Child marriages are common in Vietnam’s Pako ethnic community. Boys marry at 15 and girls at 13.
They marry young. They become young parents. Mothers can be very young indeed.
Money’s tight. Extended family move over to provide space. Couples commonly live apart with husbands and fathers chasing a living elsewhere in the country.
Even with family support, young couples don’t always cope. Domestic violence is an issue for some.
Catholic support
People give as and where they can. Catholics seem to step up often.
In some districts, Catholic nuns help out with food and milk for the children.

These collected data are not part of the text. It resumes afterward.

PR #421, opened 2022-01-07
Add track_caller for flex_unwrap in libtock-drivers

ia0:
This permits to get useful panic information. See [documentation](https://doc.rust-lang.org/reference/attributes/codegen.html#the-track_caller-attribute).

Binary size change (text size only since the rest didn't change):
| deploy flags | before | after | diff |
| --- | --- | --- | --- |
| `--board=nrf52840dk_opensk --opensk --panic-console` | 136428 | 137020 | +592 |
| `--board=nrf52840dk_opensk --opensk` | 120264 | 120264 | 0 |

So this probably only has impact for development/debugging and this is actually something useful for development/debugging.

### DIFF
--- a/third_party/libtock-drivers/src/result.rs
+++ b/third_party/libtock-drivers/src/result.rs
@@ -15,6 +15,7 @@ pub type TockResult<T> = Result<T, TockError>;
 // This trait allows to flexibly use `Result::unwrap` or `Option::unwrap` and is configured to do
 // so depending on the `debug_ctap` feature.
 pub trait FlexUnwrap<T> {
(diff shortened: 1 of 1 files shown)


kaczmarczyck (approved):
Have you see [this comment on binary size](https://github.com/rust-lang/rust/issues/70579#issuecomment-942556822) from Tock? Sounds like we should at least check binary size of changes like these, just in case.

Otherwise approving.

ia0:
No I wasn't aware of it. I did the measurements and updated the description. It doesn't impact production so I'll commit.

In others, parishes give undernourished children healthcare services and Caritas workers help with housing repairs.
A 17-year-old mother, whose husband’s in jail because of domestic violence, says she and her child receive rice and 500,000 dong (US$21) from Catholic nuns who support the child. She also grows bananas and raises goats for a living.
Sister Nguyen Thi Ngoc Lan, a Daughter of Mary of the Immaculate Conception, says nuns regularly visit and offer medical check-ups and medicines to ethnic villagers in remote areas.
There’s also a Church-run home for pregnant women left by their boyfriends and families. Founded in 2014, it provides free accommodation, food, and medical and other care to 12 women.
Customs and cultures
Most often the Pako – an ethnic minority community – live in remote areas, with little outside contact or access to modern life.
It’s a community where child marriages are an age-old custom.
“We have a small population so we try to have more children to maintain our identity and to ensure a future labour force,” one Pako parent explains.
Local government associations have asked “us to immediately abandon the child marriage custom, but it fell on deaf ears,” he says.
The stats
The south-central province of Thua Thien Hue and its neighbouring Quang Tri province are home to over 50,000 Pako ethnic people.
Thua Thien Hue province recorded 350 child marriages among local ethnic groups between 2017 and 2021. (This is despite the country’s law saying men have to be over 20 and women over 18 to get married.)
By tradition, boys marry at the age of 15 and girls at 13. It is considered “difficult” for a girl to find a match if she is over 15.
The problems
The problems with teen marriages are manifold.
Youngsters are not given proper training to look after children and maintain a decent family life. Because of this, couples often suffer from domestic violence. Some marriages end in divorce.
Many young women fail to look after their pregnancies, suffer miscarriages and give premature birth, Sister Lan says.
Some young mothers leave their babies at garbage dumps or in front of convents for the nuns to raise them.
Ethnic Catholics avoid child marriage
Local priest Paul Duong Quoc Minh says most local ethnic Catholics avoid child marriage. They are educated in Church regulations and are aware of the grave problems caused by the custom, he says.
They also refuse to attend wedding parties of teenage couples as a way of protest against the custom, the priest says.